# Leaky WH



## Airgap (Dec 18, 2008)




----------



## NickTex (Jun 18, 2008)

Can you just rebuild it? I really don't want to pay for a new one right now.


----------



## ASUPERTECH (Jun 22, 2008)

Warrenty Call???


----------



## Cal (Jun 17, 2008)

Owner ," Are you sure it's my responsibility to pay for this thing to be replaced ?"


----------



## Airgap (Dec 18, 2008)

This thing has been leaking for about 6 months or so, according to the manager, 250 gallon gas. I know the tankless fans will be happy, cause we're gonna replace it with a pair of Rinnai's. It was way oversized to begin with, so it does'nt make a lot of sense to go back with the same. I'd like to take some guesses on the price of a direct replacement. My jaw is still on the floor from that quote. I will be posting the "after" pics, as soon as I can.


----------



## Bill (Jun 17, 2008)

airgap said:


> This thing has been leaking for about 6 months or so, according to the manager, 250 gallon gas. I know the tankless fans will be happy, cause we're gonna replace it with a pair of Rinnai's. It was way oversized to begin with, so it does'nt make a lot of sense to go back with the same. I'd like to take some guesses on the price of a direct replacement. My jaw is still on the floor from that quote. I will be posting the "after" pics, as soon as I can.

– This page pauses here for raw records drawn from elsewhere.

PR #398, opened 2017-06-27
Feature/fix proplist remove

czardoz:
Fixes the bad behavior of blanket removal of value array when any key matches.

### DIFF
--- a/lib/collection/property-list.js
+++ b/lib/collection/property-list.js
@@ -215,7 +215,24 @@ _.assign(PropertyList.prototype, /** @lends PropertyList.prototype */ {
             if (predicate.apply(context, arguments)) {
                 if ((index = item[this._postman_listIndexKey]) && (index = String(index))) {
                     this._postman_listIndexCaseInsensitive && (index = index.toLowerCase());
-                    delete this.reference[index];
+
+                    if (this._postman_listAllowsMultipleValues && _.isArray(this.reference[index])) {
+                        // since we have an array of multiple values, remove only the value for which the
+                        // predicate returned truthy. If the array becomes empty, just delete it.
+                        _.remove(this.reference[index], function (each) {
+                            return each === item;
+                        });
+
+                        // If the array becomes empty, remove it
+                        (this.reference[index].length === 0) && (delete this.reference[index]);
+
+                        // If the array contains only one element, remove the array, and assign the element
+                        // as the reference value
+                        (this.reference[index].length === 1) && (this.reference[index] = this.reference[index][0])
+                    }
+                    else {
+                        delete this.reference[index];
+                    }
                 }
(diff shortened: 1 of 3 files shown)


lib/collection/property-list.js
```diff
@@ -215,7 +220,24 @@ _.assign(PropertyList.prototype, /** @lends PropertyList.prototype */ {
...
+
+                    if (this._postman_listAllowsMultipleValues && _.isArray(this.reference[index])) {
+                        // since we have an array of multiple values, remove only the value for which the
+                        // predicate returned truthy. If the array becomes empty, just delete it.
+                        _.remove(this.reference[index], function (each) {
+                            return each === item;
+                        });
+
+                        // If the array becomes empty, remove it
+                        (this.reference[index].length === 0) && (delete this.reference[index]);
```
kunagpal: Can be replaced with `_.isEmpty(this.reference[index]) && (delete this.reference[index]);`

test/unit/property-list.test.js
```diff
@@ -630,6 +631,97 @@ describe('PropertyList', function () {
...
+            // Ensure that the reference array contains an array of values for `key1`
+            expect(list.reference.key1).to.be.an(Array);
+            expect(list.reference.key1).to.have.length(2);
+
+            list.remove(function (fake) {
+                return fake.keyAttr === 'key1';
+            });
+
+            // should have removed the array of values
+            expect(list.reference.key1).to.be(undefined);
```
kunagpal:
```js
expect(list.reference).to.not.have.property('key1');
```

lib/collection/property-list.js
```diff
@@ -196,14 +197,18 @@ _.assign(PropertyList.prototype, /** @lends PropertyList.prototype */ {
...
-            (match = this.one(predicate)) && (predicate = function (item) {
-                return (item === match);
-            });
+            // if predicate is id, then create a function to remove that
+            // need to take care of case sensitivity as well :/
+            match = this._postman_listIndexCaseInsensitive ? predicate.toLowerCase() : predicate;
+            predicate = function (item) {
+                var id = item[this._postman_listIndexKey];
+                this._postman_listIndexCaseInsensitive && (id = id.toLowerCase());
+                return (id === match);
```
kunagpal: Unnecessary parentheses

lib/collection/property-list.js
czardoz: No need for unnecessary lodash usage, it does additional things. We're guaranteed to have an array because of the condition above, so directly checking the length is safe and extremely fast.

kunagpal:
Note to self: The predicate here comes in as either a string or an instance to search by for removal. This is being changed to a function every time, which will incur performance hits due to V8 optimizations being dropped for `.remove()`. Determine the magnitude of this hit, profile it, etc.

We are going to hold you to the picture thing:thumbup:


----------



## Ron (Jun 12, 2008)

I like the colors, light blue, dark blue, green and pink, whats up with the cool colors?


----------



## Airgap (Dec 18, 2008)

Bill said:


> We are going to hold you to the picture thing:thumbup:


 Absolutely!


----------



## Bill (Jun 17, 2008)

Ron The Plumber said:


> I like the colors, light blue, dark blue, green and pink, whats up with the cool colors?


70's theme man, far out:yes:


----------



## WestCoastPlumber (Jun 17, 2008)

Thats a little leak, you still have a few more months in that heater if the pilot stays on.


----------



## user4 (Jun 12, 2008)

Can't you just patch it?


----------



## Airgap (Dec 18, 2008)

WestCoastPlumber said:


> Thats a little leak, you still have a few more months in that heater if the pilot stays on.


 Yeah, It probably could go for a year or so, but the owners are ready to see it go.


----------



## Airgap (Dec 18, 2008)

Killertoiletspider said:


> Can't you just patch it?


 No, It's on a list of pressure vessels that are inspected annually here on campus.


----------



## Plumboob (Dec 7, 2008)

That 2" pvc going into the floor drain is required to have an air gap on it, minimum is same as the pipe size....i watch too many backflow videos. Nice color scheme i agree, should paint a unicorn on the side and sell it as art.


----------



## ASUPERTECH (Jun 22, 2008)

Is the job done? PICS?


----------



## Airgap (Dec 18, 2008)

*update*








Here's the first of the 2 replacement heaters.


----------



## Bollinger plumber (Apr 3, 2009)

duct tape the miracle tool and if that don't work a little wd-40 will do it get another ten yrs out of it


----------



## ROCKSTARPLUMBER (Dec 14, 2008)

My handy man said that you could glue some T-1-11 base board around it, then screw sheet metal around it. Do you think that would hold for another 2 yrs? 

Im guessing looking at another tank replacement, 15k out the door, installed?


----------



## ROCKSTARPLUMBER (Dec 14, 2008)

airgap said:


> View attachment 1334
> 
> Here's the first of the 2 replacement heaters.


Hey Air gap, NICE RACK!!:1eye::1eye:


----------



## WestCoastPlumber (Jun 17, 2008)

so you are taking that 100 gallon and putting in 2 tankless? is this what is happening?

Finished pictures?

:thumbsup:


----------



## Tankless (Jun 12, 2008)

I like the rack...I wish I knew how to weld....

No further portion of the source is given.